WORK REQUIRED
Where "using" appears in a line of the entries below, that line should be copied.

EXTRACTED INFORMATION

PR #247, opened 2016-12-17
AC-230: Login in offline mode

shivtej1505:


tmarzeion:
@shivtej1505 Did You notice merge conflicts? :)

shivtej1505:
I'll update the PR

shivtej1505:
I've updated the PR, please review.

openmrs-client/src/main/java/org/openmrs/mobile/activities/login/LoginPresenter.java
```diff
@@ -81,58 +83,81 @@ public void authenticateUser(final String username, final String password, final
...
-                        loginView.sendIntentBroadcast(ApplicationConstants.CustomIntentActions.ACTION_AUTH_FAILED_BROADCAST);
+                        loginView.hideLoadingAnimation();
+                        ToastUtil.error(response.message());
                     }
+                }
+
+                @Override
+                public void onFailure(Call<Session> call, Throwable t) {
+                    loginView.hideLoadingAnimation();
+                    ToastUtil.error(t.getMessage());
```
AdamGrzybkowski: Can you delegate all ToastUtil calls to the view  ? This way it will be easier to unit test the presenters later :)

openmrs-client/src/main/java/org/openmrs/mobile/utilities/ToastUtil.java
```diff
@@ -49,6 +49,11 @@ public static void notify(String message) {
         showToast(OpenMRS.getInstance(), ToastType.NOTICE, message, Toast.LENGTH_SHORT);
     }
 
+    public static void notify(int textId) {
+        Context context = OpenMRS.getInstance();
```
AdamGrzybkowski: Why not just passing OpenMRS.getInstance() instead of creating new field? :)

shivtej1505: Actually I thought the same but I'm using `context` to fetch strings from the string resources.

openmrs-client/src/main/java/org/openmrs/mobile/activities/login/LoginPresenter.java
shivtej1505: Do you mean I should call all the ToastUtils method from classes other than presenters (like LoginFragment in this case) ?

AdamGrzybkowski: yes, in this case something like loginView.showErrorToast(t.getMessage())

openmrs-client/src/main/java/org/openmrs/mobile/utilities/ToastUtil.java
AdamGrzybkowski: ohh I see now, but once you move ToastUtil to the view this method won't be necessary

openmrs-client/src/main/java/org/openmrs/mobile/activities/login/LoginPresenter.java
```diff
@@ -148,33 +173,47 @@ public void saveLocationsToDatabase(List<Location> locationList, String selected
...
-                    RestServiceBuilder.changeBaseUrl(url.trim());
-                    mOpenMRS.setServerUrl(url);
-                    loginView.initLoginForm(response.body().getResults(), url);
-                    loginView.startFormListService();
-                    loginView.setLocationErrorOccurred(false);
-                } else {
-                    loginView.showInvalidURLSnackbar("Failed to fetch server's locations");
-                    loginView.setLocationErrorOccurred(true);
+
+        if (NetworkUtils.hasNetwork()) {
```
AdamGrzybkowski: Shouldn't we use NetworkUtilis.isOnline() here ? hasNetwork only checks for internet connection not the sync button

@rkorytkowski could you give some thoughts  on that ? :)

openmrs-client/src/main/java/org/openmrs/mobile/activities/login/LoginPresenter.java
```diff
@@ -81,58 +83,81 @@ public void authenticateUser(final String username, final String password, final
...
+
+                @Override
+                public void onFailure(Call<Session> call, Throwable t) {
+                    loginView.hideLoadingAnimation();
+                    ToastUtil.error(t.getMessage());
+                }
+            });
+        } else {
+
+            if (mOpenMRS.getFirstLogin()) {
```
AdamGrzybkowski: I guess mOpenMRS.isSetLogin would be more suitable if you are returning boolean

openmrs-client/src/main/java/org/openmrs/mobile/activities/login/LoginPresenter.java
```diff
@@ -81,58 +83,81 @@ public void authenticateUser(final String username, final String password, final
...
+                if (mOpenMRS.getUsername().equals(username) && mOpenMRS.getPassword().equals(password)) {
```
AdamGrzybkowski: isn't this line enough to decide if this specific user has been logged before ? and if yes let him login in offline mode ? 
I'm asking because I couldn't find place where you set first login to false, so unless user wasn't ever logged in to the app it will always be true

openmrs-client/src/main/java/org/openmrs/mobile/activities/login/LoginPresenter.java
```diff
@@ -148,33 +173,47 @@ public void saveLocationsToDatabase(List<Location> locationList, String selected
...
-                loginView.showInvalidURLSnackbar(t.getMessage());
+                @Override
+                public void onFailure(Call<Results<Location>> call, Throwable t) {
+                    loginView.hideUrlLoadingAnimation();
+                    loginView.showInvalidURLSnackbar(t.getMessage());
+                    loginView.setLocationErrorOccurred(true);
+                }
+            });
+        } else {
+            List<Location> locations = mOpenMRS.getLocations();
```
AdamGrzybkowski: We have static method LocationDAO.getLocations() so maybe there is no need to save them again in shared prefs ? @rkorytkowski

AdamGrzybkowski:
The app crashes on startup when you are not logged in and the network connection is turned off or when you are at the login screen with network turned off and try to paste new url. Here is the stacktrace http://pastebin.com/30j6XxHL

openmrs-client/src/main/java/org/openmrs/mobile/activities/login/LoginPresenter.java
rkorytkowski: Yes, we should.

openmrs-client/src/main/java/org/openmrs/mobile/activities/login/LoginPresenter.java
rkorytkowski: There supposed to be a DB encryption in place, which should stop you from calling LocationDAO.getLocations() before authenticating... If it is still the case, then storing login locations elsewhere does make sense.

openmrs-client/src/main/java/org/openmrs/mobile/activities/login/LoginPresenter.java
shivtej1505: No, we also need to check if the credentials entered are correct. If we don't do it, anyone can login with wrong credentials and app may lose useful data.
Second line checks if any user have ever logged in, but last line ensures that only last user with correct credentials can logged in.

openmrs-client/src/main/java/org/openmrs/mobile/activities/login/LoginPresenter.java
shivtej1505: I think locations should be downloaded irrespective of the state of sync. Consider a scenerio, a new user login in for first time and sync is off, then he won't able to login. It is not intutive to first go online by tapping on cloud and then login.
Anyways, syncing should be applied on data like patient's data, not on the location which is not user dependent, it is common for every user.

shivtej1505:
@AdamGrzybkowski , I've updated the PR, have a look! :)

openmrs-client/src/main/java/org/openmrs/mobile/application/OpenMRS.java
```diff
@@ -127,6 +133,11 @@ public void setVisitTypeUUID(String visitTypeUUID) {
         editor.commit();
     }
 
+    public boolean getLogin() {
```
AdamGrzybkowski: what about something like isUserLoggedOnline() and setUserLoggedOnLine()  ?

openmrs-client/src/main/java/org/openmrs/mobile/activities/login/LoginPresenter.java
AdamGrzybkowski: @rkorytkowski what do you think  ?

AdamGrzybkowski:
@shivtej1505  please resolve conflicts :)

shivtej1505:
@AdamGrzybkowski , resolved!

---

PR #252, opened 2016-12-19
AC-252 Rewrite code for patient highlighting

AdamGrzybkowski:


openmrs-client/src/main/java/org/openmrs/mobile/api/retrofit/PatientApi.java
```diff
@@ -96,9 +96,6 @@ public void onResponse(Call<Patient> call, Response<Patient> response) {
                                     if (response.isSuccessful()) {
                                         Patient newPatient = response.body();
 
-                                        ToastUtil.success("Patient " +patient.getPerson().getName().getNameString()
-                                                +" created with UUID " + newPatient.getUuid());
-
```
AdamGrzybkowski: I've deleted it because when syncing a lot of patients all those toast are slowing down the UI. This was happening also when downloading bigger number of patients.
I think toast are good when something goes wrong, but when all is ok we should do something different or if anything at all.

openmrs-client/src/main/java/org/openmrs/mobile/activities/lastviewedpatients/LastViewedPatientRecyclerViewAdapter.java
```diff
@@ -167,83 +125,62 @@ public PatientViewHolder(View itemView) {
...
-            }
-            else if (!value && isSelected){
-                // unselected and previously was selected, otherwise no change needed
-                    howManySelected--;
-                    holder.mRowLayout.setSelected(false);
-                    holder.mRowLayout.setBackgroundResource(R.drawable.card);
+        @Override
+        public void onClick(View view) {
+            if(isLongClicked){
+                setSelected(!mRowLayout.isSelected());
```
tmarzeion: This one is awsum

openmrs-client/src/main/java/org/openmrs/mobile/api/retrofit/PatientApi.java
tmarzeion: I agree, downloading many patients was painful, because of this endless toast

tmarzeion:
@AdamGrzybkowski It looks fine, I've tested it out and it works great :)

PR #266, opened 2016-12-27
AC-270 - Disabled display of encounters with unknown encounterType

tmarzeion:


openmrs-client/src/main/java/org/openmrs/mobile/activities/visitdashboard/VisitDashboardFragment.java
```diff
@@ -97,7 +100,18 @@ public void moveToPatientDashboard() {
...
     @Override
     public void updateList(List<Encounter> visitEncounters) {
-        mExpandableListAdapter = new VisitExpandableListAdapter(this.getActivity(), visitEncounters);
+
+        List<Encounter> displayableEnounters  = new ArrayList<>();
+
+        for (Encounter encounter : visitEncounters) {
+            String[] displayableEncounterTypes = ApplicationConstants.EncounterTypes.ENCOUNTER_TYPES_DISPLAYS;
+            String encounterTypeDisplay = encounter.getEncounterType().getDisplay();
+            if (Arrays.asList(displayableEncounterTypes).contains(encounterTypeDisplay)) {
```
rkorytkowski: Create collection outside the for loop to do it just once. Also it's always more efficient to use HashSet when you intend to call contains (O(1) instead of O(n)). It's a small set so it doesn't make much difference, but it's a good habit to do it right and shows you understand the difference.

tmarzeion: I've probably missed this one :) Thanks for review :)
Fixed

* * *

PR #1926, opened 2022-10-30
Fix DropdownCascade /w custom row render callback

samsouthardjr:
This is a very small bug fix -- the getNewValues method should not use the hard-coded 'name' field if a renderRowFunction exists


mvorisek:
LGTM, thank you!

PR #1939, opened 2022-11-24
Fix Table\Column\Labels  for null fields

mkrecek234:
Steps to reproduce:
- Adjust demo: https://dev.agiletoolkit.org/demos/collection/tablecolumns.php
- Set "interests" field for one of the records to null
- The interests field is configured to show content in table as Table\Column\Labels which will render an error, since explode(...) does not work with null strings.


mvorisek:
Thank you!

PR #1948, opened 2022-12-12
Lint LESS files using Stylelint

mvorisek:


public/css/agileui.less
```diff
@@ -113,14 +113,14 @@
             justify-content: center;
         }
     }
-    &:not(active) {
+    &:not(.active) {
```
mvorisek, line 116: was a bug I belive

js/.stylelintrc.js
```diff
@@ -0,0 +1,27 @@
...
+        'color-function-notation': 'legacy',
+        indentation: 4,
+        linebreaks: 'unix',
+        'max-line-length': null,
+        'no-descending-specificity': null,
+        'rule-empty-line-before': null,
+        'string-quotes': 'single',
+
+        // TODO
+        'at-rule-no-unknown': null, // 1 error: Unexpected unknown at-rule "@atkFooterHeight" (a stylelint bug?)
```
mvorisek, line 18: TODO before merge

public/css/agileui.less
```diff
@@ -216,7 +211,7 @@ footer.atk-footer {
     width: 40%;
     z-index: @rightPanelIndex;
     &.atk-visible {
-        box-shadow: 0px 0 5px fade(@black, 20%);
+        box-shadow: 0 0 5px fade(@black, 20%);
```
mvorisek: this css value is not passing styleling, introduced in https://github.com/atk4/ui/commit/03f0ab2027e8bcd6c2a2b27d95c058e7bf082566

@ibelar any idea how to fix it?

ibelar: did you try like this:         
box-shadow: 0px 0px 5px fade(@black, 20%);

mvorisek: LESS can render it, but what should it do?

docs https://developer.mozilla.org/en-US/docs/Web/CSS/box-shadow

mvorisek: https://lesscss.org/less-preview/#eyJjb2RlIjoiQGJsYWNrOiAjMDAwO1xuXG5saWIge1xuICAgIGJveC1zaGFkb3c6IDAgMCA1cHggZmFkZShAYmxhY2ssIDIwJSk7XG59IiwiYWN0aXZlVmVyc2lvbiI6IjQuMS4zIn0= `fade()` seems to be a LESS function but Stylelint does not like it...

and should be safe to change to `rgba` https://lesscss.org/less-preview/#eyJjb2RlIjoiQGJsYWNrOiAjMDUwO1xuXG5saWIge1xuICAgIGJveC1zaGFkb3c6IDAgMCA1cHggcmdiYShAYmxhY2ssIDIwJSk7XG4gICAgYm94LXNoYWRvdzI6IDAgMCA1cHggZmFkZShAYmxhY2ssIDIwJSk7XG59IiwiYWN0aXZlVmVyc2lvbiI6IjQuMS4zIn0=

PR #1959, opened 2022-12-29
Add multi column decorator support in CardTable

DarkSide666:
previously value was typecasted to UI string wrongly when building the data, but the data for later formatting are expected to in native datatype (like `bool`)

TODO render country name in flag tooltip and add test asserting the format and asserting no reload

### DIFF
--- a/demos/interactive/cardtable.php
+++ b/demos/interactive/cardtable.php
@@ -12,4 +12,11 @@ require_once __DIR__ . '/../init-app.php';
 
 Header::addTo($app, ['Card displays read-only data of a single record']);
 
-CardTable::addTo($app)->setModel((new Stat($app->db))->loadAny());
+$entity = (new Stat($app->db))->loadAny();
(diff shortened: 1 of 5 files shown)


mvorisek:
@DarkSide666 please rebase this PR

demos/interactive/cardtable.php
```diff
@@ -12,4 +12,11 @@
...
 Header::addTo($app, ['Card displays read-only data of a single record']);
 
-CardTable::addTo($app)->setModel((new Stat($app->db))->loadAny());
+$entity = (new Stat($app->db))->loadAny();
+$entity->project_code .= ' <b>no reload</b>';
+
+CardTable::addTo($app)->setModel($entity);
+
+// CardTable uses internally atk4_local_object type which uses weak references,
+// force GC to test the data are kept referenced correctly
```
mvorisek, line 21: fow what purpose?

TASK RESPONSE
shivtej1505: Actually I thought the same but I'm using `context` to fetch strings from the string resources.
Lint LESS files using Stylelint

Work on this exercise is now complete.